The flowers are all made from a type of sugarpaste XX


----------



## Lou-Fraser (Sep 19, 2009)

oh my goodness thats awesome!  do u make these cakes for a living?? my dad is a baker (hence the large waist i have) he does mainly bread, pies and pastry products but not sugar craft, the only creativity i have is making climbing frames out of lollipops stick for the meeces!! :lol: :lol:


----------



## mousemad (Jun 7, 2010)

Well in an ideal world I would love to do it as a full time job. I have been decorating cakes for the past 5 years. I have a few certificates for various things to do with sugarcraft. I do have a few regular customers which have gotten to know me well enough so that now they just give me an idea of what they want and leave me to it which is very nice. I like the fact I can work around the kids, hubby and animals and somehow manage to squeeze it in! Once all my kids are at school fulltime then I can really concentrate on my cakes. Anyone can go to a supermarket and buy a cake off the shelf for a few quid, that's fine, but my cakes are very individual and many man hours are spent creating them. And so i'm told very tasty too  
I see sugarcraft as a creative form of expression, that you get to enjoy twice. 1st you enjoy the look of it and 2nd you get to enjoy the taste!

People are always turning up for tea and cake at my house !!!

XX


----------



## Lou-Fraser (Sep 19, 2009)

hahah u are sooo the person i need to talk to!! :lol: me and my partner chris decided to plan our wedding for april next year (but then i suddenly decided that i wanted to do my nursing degree so now its put on hold) anyway at the time i spoke to our local baker and we told her that we wanted mice sitting on the tiers of our cake looking up and down the tiers!! instead of a traditional wedding cake theme and she looked at us like we were weirdos!! lol shame u live in london and i live in scotland


----------



## mousemad (Jun 7, 2010)

Oh man that sounds like such a cool idea  
I also provide cup cakes as well so imagine how much fun it would be to have a couple hundred cupcakes with little mice sitting on top staring at all your guests :lol:

XX


----------



## Lou-Fraser (Sep 19, 2009)

OH NOOOOOOO!!!!! thats such a good idea!!!!! ok im gunna win the lottery and ur gunna move to scotland for a few months and we are gunna plan a mousie wedding!!!!! i will pay handsomely with my lottery winnings!!! :lol: :lol: :lol: Great mouse minds think alike!!


----------



## MouseHeaven (Oct 25, 2010)

BOTH the cakes are absolutely amazing


----------



## shadowmouse (Sep 17, 2010)

Great cake Madmouse.
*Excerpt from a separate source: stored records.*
PR #949, opened 2022-09-21
better breakcheck

masinter:
- Attempt to address poor 'empirical' algorithm for deciding when to break
- Add EXTERNAL-SYMBOL-P for INTERESTING-FRAME-P
- CONTROL-T called XCL::INTERESTING-FRAME-P which was moved to IL package
- tweak function name packages, INTERESTING-FRAME-P
- more tweaking for backtrace and interesting frames


masinter:
This still needs tweaking. There are lots of stack frames and perhaps counting them isn't the right useful data.  HELPTIME is hampered because most of the time HELPTIME = 0 is appropriate; setting it to 1 and most things complete sooner.  We could possibly add a microseond clock rather than a millisecond one, but is the time elapsed the right thing to be measuring?

There are lots of stack frames that don't make sense to me... OLDFAULT1 NEWFAULT1...

masinter:
#953 redoes the PR

Issue #497, opened 2021-09-22
change Lisp source & compiled file names in github to lower case


masinter:
### Discussed in https://github.com/Interlisp/medley/discussions/15

Moving back to an issue

<div type='discussions-op-text'>

<sup>Originally posted by **masinter** August 17, 2020</sup>
Filenames for Interlisp files are mainly upper case.
@nbriggs: except for the ones that people started writing from XCL, where they tended to use lowercase.

Unix and Windows default to lower case.
> Or at least their users do.

I think Interlisp has a model where it will match either.
 
> It's messier than you might think -- Unix file systems (outside of MacOS) are
> usually case-sensitive.  MacOS is case-insensitive and case-preserving (by
> default), but you _can_ mount file systems case-sensitive.
 
Ron has warned about some kind of whereis, filepackage problem, but
that could be solved by changing the files since case shift for ascii
characters in filenames doesn't change the lengths.

Second, we should have .tedit and .sketch as well as .interlisp or
.il .lisp (save for common lisp) .ilisp .medley are all possibilities.
With filetypes that know about medley.

> Isn't there a bunch of code that knows that Interlisp source files don't have an
> extension?

I don't think there's a bunch. 

</div>

masinter:
closing combining duplicate issues in  #265

PR #957, opened 2022-09-26
Add .gitattributes for binary files.

MattHeffron:
Add .gitattributes so *.TEDIT, *.LCOM, *.DFASL, and *.SKETCH are always treated as binary (and the lowercase versions).

### DIFF
--- a/.gitattributes
+++ b/.gitattributes
@@ -1,0 +1,9 @@
+# Denote all files that are truly binary and should not be modified.
+*.tedit binary
+*.lcom binary
+*.sketch binary
+*.dfasl binary
+*.TEDIT binary
+*.LCOM binary
+*.SKETCH binary
+*.DFASL binary


nbriggs:
Should we add .wd, .strike, .displayfont, .sysout ?

masinter:
at some point I did a 
`git config core.autocrlf false` and that made some problems go away.
Lisp source files shouldn't be autocrlf'd to anything. The Interlisp source code has embedded ctrl-M as well as embedded ctrl-J LF codes.

masinter:
i think mainly 

git config -global core.autocrlf

will eliminate a number of git problems. This was a problem we had early on with Lisp sources using CR instead of LF, but the autocrlf repair made things worse, not better, and so... do these two:

git config --local core.autocrlf false
git config --global core.autocrlf false

fghalasz:
@masinter  "git config" is always per user (or per machine in case of --system).  It doesn't follow the repo as you clone it, etc.
So you autocrlf:false trick only works in every contributor has set these it their git environment(s).

It seems that it would make more sense to use .gitattributes to set all lisp source files as "not text" so git doesn't mess with any cr/lf substitutions on them - no matter what the contributors git config settings are.

Unfortunately lisp source files in our case are marked by the absence of an extension and gitattribute file pattern matching is a restricted form of globbing, not regex.  Saying the absence of an extension is not possible in gitattributes.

Amazing. I love cool cakes like that. My friend from high school does cakes. She did one of the old nintendo game systems and I couldn't tell it was a cake.

Lou- Check this out...










I was curious and googled mouse wedding cake.


----------



## kerryann (Oct 4, 2010)

thats amazing


----------



## laoshu (Sep 16, 2009)

you are very talented! they are amazing! 
I love creating stuff and would love to have the patience to do sugar craft ( I am just getting into doing fancy cup cakes) and I already make my own jewellery (nothing to difficult though) 
now I know who to get in touch with when I need a brilliant cake *wedding cake if I ever get asked :? *


----------



## countrygall721 (Oct 26, 2010)

Awesome job! that's so neat. 
w :mrgreen: ish i could do all that


----------



## moustress (Sep 25, 2009)

You're pretty good! I've only ever seen a hat cake once before. Very nice. Or is that just the top piece for the tiered cake....nice anyway. I went to a wedding reception a couple of years ago where a friend had made an elaborate cake in the shape of a hat kind of like the ones the Queen is seen in on festive occasion like the Ascot, with ribbons and feathers and stuff.


----------



## mousemad (Jun 7, 2010)

Yep it was the top flower arrangement. It helps to have a dummy cake (the black hat looking thing!) so you can make the arrangement without having to mess up your actual cake. 

XX


----------



## The Boggit keeper (Mar 5, 2010)

Wow, your cakes are amazing! I love the idea of cupcakes with mice on top! :lol:


----------